The name was ironic, and the improvisational christening was jokily pretentious, but still, Julie Jacobson thought, they were interesting. These teenagers around her, all of them from New York City, were like royalty and French movie stars, with a touch of something papal. Everyone at this camp was supposedly artistic, but here, as far as she could tell, was the hot little nucleus of the place. She had never met anyone like these people; they were interesting compared not only with the residents of Underhill, the New York suburb where she'd lived since birth, but also compared with what was generally out there, which at the moment seemed baggy suited, nefarious, thoroughly repulsive.

Briefly, in that summer of 1974, when she or any of them looked up from the deep, stuporous concentration of their one- act plays and animation cels and dance sequences and acoustic guitars, they found themselves staring into a horrible doorway, and so they quickly turned away. Two boys at camp had copies of All the President's Men on the shelves above their beds, beside big aerosol cans of Off! and small bottles of benzoyl peroxide meant to dash flourishing, excitable acne. The book had come out not long before camp began, and at night when the teepee talk wound down into sleep or rhythmic, crickety masturbation, they would read by flashlight. Can you believe those fuckers? they thought.

This was the world they were meant to enter: a world of fuckers.

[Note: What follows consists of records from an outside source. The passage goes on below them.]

PR #1649, opened 2021-10-19
subscriber: remove `Subscribe` impls for `Arc`s

hawkw:
Implementing `Subscribe` for `Arc`s, which are immutable, breaks the
ability to implement `Subscribe::on_layer` with a mutable reference.
This is necessary for per-layer filtering. See
https://github.com/tokio-rs/tracing/pull/1576#discussion_r711609810 for
details. Therefore, the `Layer` impls for `Arc`s should not be used.

In 0.3, we have the opportunity to remove these APIs. Therefore, this PR
removes them.


hawkw:
cc @jsgf

PR #1659, opened 2021-10-20
chore: change `tracing-subscriber` dependencies to enable `std`

hawkw:
## Motivation

Currently, some `tracing-subscriber` dependencies in other crates use
`default-features = false`, to ensure that unneeded default features of
`tracing-subscriber` are not inadvertently enabled. However, some of the
features those crates enable also require the `std` feature flag. The
`default-features = false` config _disables_ the `std` feature, so the
required features are not available.

## Solution

This branch changes those crates' dependencies on `tracing-subscriber`
to also enable the `std` feature.

## Alternatives

As an alternative solution, we could change `tracing-subscriber`'s
feature flags so that features that require the standard library _also_
enable the `std` feature, rather than having those features _require_
it. I think this _might_ actually provide a better experience for most
users.

### DIFF
--- a/tracing-subscriber/Cargo.toml
+++ b/tracing-subscriber/Cargo.toml
@@ -26,10 +26,10 @@ keywords = ["logging", "tracing", "metrics", "subscriber"]
 default = ["smallvec", "fmt", "ansi", "tracing-log", "std"]
 alloc = []
 std = ["alloc", "tracing-core/std"]
-env-filter = ["matchers", "regex", "lazy_static", "tracing"]
-fmt = ["registry"]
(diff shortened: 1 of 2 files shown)


yaahc:
> @yaahc fwiw I think #1660 is probably the better approach, WDYT?

That makes sense to me. :+1:

> #1660 also fixes the actual issue, but we should maybe merge this anyway for explicitness sake?

I don't expect that the explicitness is benefitial, since presumably the other features which now transitively enable std are the features that `tracing-error`/`tracing-flame` primarily depend upon. I'm imagining a scenario where in the future tracing-subscriber somehow gets updated such that those features can be enabled without the `std` feature, where these crates would have no need for the `std` feature anymore.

Julie Jacobson and the others paused before the doorway to that world, and what were they supposed to do—just walk through it? Later in the summer Nixon would lurch away, leaving his damp slug trail, and the entire camp would watch on an old Panasonic that had been trundled into the dining hall by the owners, Manny and Edie Wunderlich, two aging Socialists who were legendary in the small, diminishing world of aging Socialists.

Now they were gathering because the world was unbearable, and they themselves were not. Julie allowed herself another slight degree of movement, crossing and recrossing her arms. But still no one turned and insisted on knowing who had invited this awkward, redheaded, blotchy girl in. Still no one asked her to leave.